Stored data entries
PR #112, opened 2021-02-19
WIP: Install transcrypt script into repo

jmurty:
When initializing transcrypt, copy the whole script file into the
repository and make it runnable with the `git transcrypt` alias.

This approach gives a number of benefits:

- You can always run transcrypt within an initialized repo, even if
  the wider system no longer has it installed
- When you run `git transcrypt` within a repo you are guaranteed to
  be running the appropriate version of the script, even if the
  system's version has changed
- The clean, smudge, textconv, and merge scripts become trivial,
  just invocations of the main script
- The old contents of the clean, smudge, textconv, and merge scripts
  become part of the main script, and thus check-able and lint-able

### DIFF
--- a/transcrypt
+++ b/transcrypt
@@ -362,7 +362,8 @@ stage_rekeyed_files() {
 save_helper_scripts() {
 	mkdir -p "${GIT_DIR}/crypt"
 
-	local current_transcrypt=$(realpath "$0" 2>/dev/null)
+	local current_transcrypt
+	current_transcrypt=$(realpath "$0" 2>/dev/null)
 	cp "$current_transcrypt" "${GIT_DIR}/crypt/transcrypt"
 
 	cat <<-'EOF' >"${GIT_DIR}/crypt/clean"
--- a/transcrypt
+++ b/transcrypt
@@ -108,6 +108,91 @@ die() {
 	exit "$st"
 }
 
+# The `decryption -> encryption` process on an unchanged file must be
+# deterministic for everything to work transparently. To do that, the same
+# salt must be used each time we encrypt the same file. An HMAC has been
+# proven to be a PRF, so we generate an HMAC-SHA256 for each decrypted file
+# (keyed with a combination of the filename and transcrypt password), and
+# then use the last 16 bytes of that HMAC for the file's unique salt.
+
+git_clean() {
+	filename=$1
+	# ignore empty files
+	if [[ ! -s $filename ]]; then
+		return
+	fi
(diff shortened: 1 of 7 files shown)


jmurty:
Hi @elasticdog what do you think about this approach of copying the entire `transcrypt` file into a repo on initialisation?

I was inspired by an idea from someone else's suggestion in an issue or PR from ages ago, I can't find the reference right now to give credit. But I think it's a good idea.

transcrypt
```diff
@@ -276,103 +362,31 @@ stage_rekeyed_files() {
 save_helper_scripts() {
 	mkdir -p "${GIT_DIR}/crypt"
 
-	# The `decryption -> encryption` process on an unchanged file must be
-	# deterministic for everything to work transparently. To do that, the same
-	# salt must be used each time we encrypt the same file. An HMAC has been
-	# proven to be a PRF, so we generate an HMAC-SHA256 for each decrypted file
-	# (keyed with a combination of the filename and transcrypt password), and
-	# then use the last 16 bytes of that HMAC for the file's unique salt.
+	local current_transcrypt="$0"
```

To do
Return the lines above that include the string "version".

Exercise output
  be running the appropriate version of the script, even if the
  system's version has changed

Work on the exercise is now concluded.